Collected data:
PR #2282, opened 2019-07-25
adding lots of new blob processing logs

### LINKED ISSUE #2348: Improve blob processing logs
We're currently pretty blind when we're polling and processing blobs. Need to improve this so we can have some traceability through the system.

brettsam:
Fixes #2348

Note: see below for a summary of all the specific changes: https://github.com/Azure/azure-webjobs-sdk/pull/2282#issuecomment-548549213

## INSTRUCTIONS FOR THE TASK
Repeat the lines from the first one in the records through the line containing "We're currently pretty", exactly as written, and nothing else.

## TASK SOLUTION
PR #2282, opened 2019-07-25
adding lots of new blob processing logs

### LINKED ISSUE #2348: Improve blob processing logs
We're currently pretty blind when we're polling and processing blobs. Need to improve this so we can have some traceability through the system.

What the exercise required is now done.